The task: Find every line in the data that contains the word "particular". Return each of those lines.

Stored records:
'''
PR #4471, opened 2017-01-27
Update build-image.html.md

pkandathil:
Without setting this field a user with get a SSH timeout error.

- https://github.com/mitchellh/packer/blob/master/builder/virtualbox/common/ssh_config_test.go#L19-L37
- https://github.com/mitchellh/packer/blob/master/post-processor/compress/post-processor_test.go#L153-L182

Closes #xxx
Closes #xxx


mwhooker:
thanks!

PR #4479, opened 2017-01-29
Use bufio.Scanner in BasicUi.Ask so we can read whole lines

### LINKED ISSUE #4474: ui.Ask only allows for single words, not whole line
This was slightly counter to my expectation when writing a custom packer plugin: `ui.Ask(prompt)` will return an error if the line has spaces in it -- this is because `fmt.Fsanln` doesn't scan for whole lines, but for line separated tokens.

Here's an example of the underlying problem with using fmt.Fscanln ([run it in go playground](https://play.golang.org/p/1RYXdtPSbk)):

```
package main

import (
	"fmt"
	"strings"
)

func main() {
	r := strings.NewReader("line with spaces\n")
	var line string
	n, err := fmt.Fscanln(r, &line)
	fmt.Printf("%+v %q %q\n", n, err, line)
}
```

The output is `n=1 err="expected newline" line="line"`

Using something like [`bufio.Scanner`](https://godoc.org/bufio#Scanner) would fix this, and I think could be made backwards in compatible fashion if BasicUI.Ask created a buffered reader on demand -- as nothing else in packer itself accesses this directly (and external plugins are limited via RPC so can't).

If this fix seems sensible I'll happily open a PR for it.

ashb:
The previous version used fmt.Fscanln which sounds like it should scan for a whole line, but it actually errors if there is more than a single word/token given. You can see this here https://play.golang.org/p/1RYXdtPSbk

And looking at the only usage of this function in core it won't break anything to change it to actually return whole lines instead.

    line, err := ui.Ask("[c] Clean up and exit, [a] abort without cleanup, or [r] retry step (build may fail even if retry succeeds)?")

Closes #4474 /cc @mwhooker

### DIFF
--- a/packer/ui.go
+++ b/packer/ui.go
@@ -1,6 +1,7 @@
 package packer
 
 import (
+	"bufio"
 	"bytes"
 	"errors"
 	"fmt"
@@ -64,6 +65,7 @@ type BasicUi struct {
 	ErrorWriter io.Writer
 	l           sync.Mutex
 	interrupted bool
+	scanner     *bufio.Scanner
 }
 
 // MachineReadableUi is a UI that only outputs machine-readable output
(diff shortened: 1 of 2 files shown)


mwhooker:
thanks!

Issue #3205, opened 2016-02-15
vnc dial timeout for esx5 driver is too short, and not configurable


zadoryzsolt:
Hi,

I'm trying to use the vmware builder with a remote machine, and most of the time I get "Timeout connecting to: port". I saw in the code that the timeout is constant 1*time.Second.

It would be nice to configure this value as well, just like ssh_timeout.

rickard-von-essen:
Yes, it probably would. There are instructions in the README.md how to build packer from source. It would be super if you could try to increase the timeout and rebuild and verify that it solved you issue.

zadoryzsolt:
I increased the value to 5 seconds and it works reliably now.

JelleHissink:
I had the same problem in v0.12.2, increasing it to 5 seconds did the trick!
Thanks for providing a solution. Should I make a pull-request for this?

rickard-von-essen:
@JelleHissink yes please do.

JelleHissink:
@rickard-von-essen pull request is in, I have tested this with esxi 6.5 looking at the timestamp from @zadoryzsolt it should also work on an earlier version.

mwhooker:
It looks like this timeout has been increased. We'd be happy to look at PRs to make it configurable, but right now that's not a priority for us.

rickard-von-essen:
This was increased in #4480, which is unreleased but in master.

PR #4480, opened 2017-01-29
Vmware vsphere vnc port timeout increased (issue #3205)

JelleHissink:
Increase the vmware vsphere timeout for detecting if a network port is unused.
Esxi did not respond with a refused connection answer in a timely manner.

Should close issue #3205


rickard-von-essen:
LGTM 👍

PR #4483, opened 2017-01-30
provisioner/ansible: Add documentation howto use with chroot

### LINKED ISSUE #3583: Builder amazon-chroot and ansible provisioner does not work
When amazon-chroot method is used with the ansible provisioner, the SSH connection is a success but after the ssh command is executed the session never completes leaving anssible hanging and waiting forever.

I tested some things:
- ansible when using different ssh connection types (paramiko etc) all also hang. ansible seems not to be the problem, but the combination of ssh server and chroot.
- i manually executed the SSH commands and then found it also hangs after returning the correct output. 
  I even made regular ssh connections such as:

```
ssh -vvvv 127.0.0.1 -p 58611  -i /tmp/ansible-key495979498 -o User=root 'ls'
```

which produces the correct output but never returns until I press "enter" during the ssh session which makes packer return some output. Here is the log of that ssh session: https://gist.github.com/wernerb/4d14e6b12eb0ab5bd194e36566f68b67

When I manually "close" the ssh connection (by pressing enter), stuff does happen on packer

```
2016/05/29 21:13:55 ui: ==> amazon-chroot: authentication attempt from 127.0.0.1:48612 to 127.0.0.1:58611 as root using publickey
==> amazon-chroot: authentication attempt from 127.0.0.1:48612 to 127.0.0.1:58611 as root using publickey
2016/05/29 21:13:55 packer: 2016/05/29 21:13:55 Executing: /bin/sh []string{"/bin/sh", "-c", "chroot /opt/builder/chroot/1464548759_574b3d97-5667-64bd-2796-824fbed46bcc/xvdk1 /bin/sh -c \"ls\""}
2016/05/29 21:13:57 packer: 2016/05/29 21:13:57 Chroot execution exited with '0': 'ls'
2016/05/29 21:13:57 packer: 2016/05/29 21:13:57 [INFO] RPC endpoint: Communicator ended with: 0
2016/05/29 21:13:57 [INFO] 120 bytes written for 'stdout'
2016/05/29 21:13:57 [INFO] 0 bytes written for 'stderr'
2016/05/29 21:13:57 [INFO] RPC client: Communicator ended with: 0
2016/05/29 21:13:57 [INFO] RPC endpoint: Communicator ended with: 0
2016/05/29 21:13:57 [INFO] 1 bytes written for 'stdin'
2016/05/29 21:13:57 packer: 2016/05/29 21:13:57 [INFO] 120 bytes written for 'stdout'
2016/05/29 21:13:57 packer: 2016/05/29 21:13:57 [INFO] RPC client: Communicator ended with: 0
2016/05/29 21:13:57 packer: 2016/05/29 21:13:57 [INFO] 0 bytes written for 'stderr'
2016/05/29 21:13:57 packer: 2016/05/29 21:13:57 [INFO] 1 bytes written for 'stdin'
```

In the above log `Chroot execution exited with` appears when I pressed enter during the manual ssh session to test. So I guess the exit status is not properly being detected when doing ssh -> chroot ?

Simple packer template here to reproduce: https://gist.github.com/wernerb/b880c20f30957d70b72417b8ba797f07
Full packer log here: https://gist.github.com/wernerb/6d8350c4dfb646f3f5c8ee3fef7430f4

Host platform: Redhat 7

rickard-von-essen:
Closes #3583

### DIFF
--- a/website/source/docs/provisioners/ansible.html.md
+++ b/website/source/docs/provisioners/ansible.html.md
@@ -145,7 +145,7 @@ Building within a chroot (e.g. `amazon-chroot`) requires changing the Ansible co
 
 ### winrm communicator
 
-Windows builds require a custom Ansible communicator and a particular configuration. Assuming a directory named `connection_plugins` is next to the playbook and contains a file named `packer.py` whose contents is
+Windows builds require a custom Ansible connection plugin and a particular configuration. Assuming a directory named `connection_plugins` is next to the playbook and contains a file named `packer.py` whose contents is
 
 ```
 from __future__ import (absolute_import, division, print_function)
--- a/website/source/docs/provisioners/ansible.html.md
+++ b/website/source/docs/provisioners/ansible.html.md
@@ -116,6 +116,33 @@ Redhat / CentOS builds have been known to fail with the following error due to `
     virtualbox-ovf: fatal: [default]: UNREACHABLE! => {"changed": false, "msg": "SSH Error: data could not be sent to the remote host. Make sure this host can be reached over ssh", "unreachable": true}
 ```
 
+### chroot communicator
+
+Building within a chroot (e.g. `amazon-chroot`) requires changing the Ansible connection to chroot.
+
+```
+{
+    "builders": [
+        {
+            "type": "amazon-chroot",
+            "mount_path": "/mnt/packer-amazon-chroot",
+            "region": "us-east-1",
+            "source_ami": "ami-123456"
+        }
+    ],
+    "provisioners": [
+        {
+            "type": "ansible",
+            "extra_arguments": [
+                "--connection=chroot",
+                "--inventory-file=/mnt/packer-amazon-chroot,"
+            ],
+            "playbook_file": "main.yml"
+        }
+    ]
+}
+```
+
 ### winrm communicator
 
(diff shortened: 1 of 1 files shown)


rickard-von-essen:
FYI: @bhcleek

bhcleek:
@rickard-von-essen Specifying an inventory file in `exta_arguments` will cause two inventory files to be passed to Ansible; the one in `extra_arguments`, and the one that is explicitly added to the command line by the provisioner. Is that what you intended?

rickard-von-essen:
@bhcleek I think this is the only way to handle that the `chroot` connection plugin don't take an IP address as host but a path to the chroot.

bhcleek:
Given that port is dynamic by default, the `local_port` value should also be specified and coded into the second inventory file, otherwise, how would the second inventory file correctly connect to our SSH server?

rickard-von-essen:
First, the example works, we use it at my day job.

I'm not clear on how the ssh proxy/adaptor you built works with other protocols (connection plugins), but the ansible `chroot` connection plugin expects that the inventory contains chroot paths not IP's.

bhcleek:
The ssh adapter only accepts connections from SSH. I would expect that the amazon-chroot builder would handle all of the communication by communicating with the node via SSH and the provisioner wouldn't need to use Ansible's chroot connection plugin. There must be something I fundamentally misunderstand about how the amazon-chroot builder works if this configuration is necessary to use the ansible-remote provisioner with the amazon-chroot builder.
'''
Task output:
-Windows builds require a custom Ansible communicator and a particular configuration. Assuming a directory named `connection_plugins` is next to the playbook and contains a file named `packer.py` whose contents is
+Windows builds require a custom Ansible connection plugin and a particular configuration. Assuming a directory named `connection_plugins` is next to the playbook and contains a file named `packer.py` whose contents is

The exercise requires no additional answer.